Adding more detailed logging directives (see /etc/ganesha/ganesha.conf, plus redirecting logging to a file, I see the following likely root cause:

[root@magna039 ganesha]# /usr/bin/ganesha.nfsd -f /etc/ganesha/ganesha.conf -F
2017-01-16 18:34:50.720992 7ff78f6a20c0 -1 auth: unable to find a keyring on /var/lib/ceph/radosgw/-admin/keyring: (2) No such file or directory
2017-01-16 18:34:50.722071 7ff78f6a20c0 -1 monclient(hunting): authenticate NOTE: no keyring found; disabled cephx authentication
2017-01-16 18:34:50.722536 7ff78f6a20c0 -1 Couldn't init storage provider (RADOS)
*** Caught signal (Segmentation fault) **

I.e., I think the problem with path to a radosgw admin keyring is preventing RGW from starting within the NFS ganesha instance.

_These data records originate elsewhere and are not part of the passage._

PR #475, opened 2022-11-02
Make sure image spacing inside `figure` is consistent

dobromir-hristov:
Bug/issue #, if applicable: 101632403

## Summary

Adjusts the bottom margin of an `img` when it has a caption, to be close to the caption itself. Moves that spacing to the caption text so spacing is consistent. 

image

## Dependencies

NA

## Testing

Steps:
1. Assert that spacing of an image with or without a caption is the same, considering post/prior items.
2. Assert the caption is closer to the image, than the vertical space between the next element.

## Checklist

- [ ] Added tests - no css only

### DIFF
--- a/src/components/DocumentationTopic/ContentNode.vue
+++ b/src/components/DocumentationTopic/ContentNode.vue
@@ -75,6 +75,17 @@ $docs-code-listing-border-width: 1px !default;
     max-width: 100%;
   }
 
+  // if the image is inside a figure, and caption is after it, remove the bottom margin
+  figure > picture:first-child {
+    img {
+      margin-bottom: 0;
+    }
+    // ensure the figcaption has the same bottom margin as the img top margin
+    + figcaption {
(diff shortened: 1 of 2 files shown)


SamLanier (approved):
Design approved.

src/components/DocumentationTopic/ContentNode.vue
```diff
@@ -75,6 +75,17 @@ $docs-code-listing-border-width: 1px !default;
     max-width: 100%;
   }
 
+  // if the image is inside a figure, and caption is after it, remove the bottom margin
```
mportiz08, line 78: I know you were thinking there might be a better way of writing these styles, but it works for now and we can always revisit it later to refactor. I don't have a better solution that I could come up with quickly. 😅

mportiz08 (approved):

dobromir-hristov:
@swift-ci test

Comment 8 Matt Benjamin (redhat) 2017-01-16 22:25:29 UTC

Update with working setup:

1. there is a segfault on shutdown after failure to initialize RADOS--triggered proximately by misconfiguration (tracker 17638)--this won't be fixed in 2.2, but is being worked on

2. the root cause of the misconfiguration is missing values for the radosgw arguments "--name" and "--cluster";  as of 2.1, the correct way to set these values (on an installation that requires them, such as this one), is to pass them as parameters in the RGW FSAL configuration block:

RGW {
    ceph_conf = "/etc/ceph/ceph.conf";
    cluster = "ceph";
    name = "client.rgw.magna039";
    init_args = "-d --debug-rgw=16";
}

It turns out that currently the "init_args" argument should be passed as a set of separate, null-terminated strings appended to the librgw_create(...) argv argument, not passed in on a single line.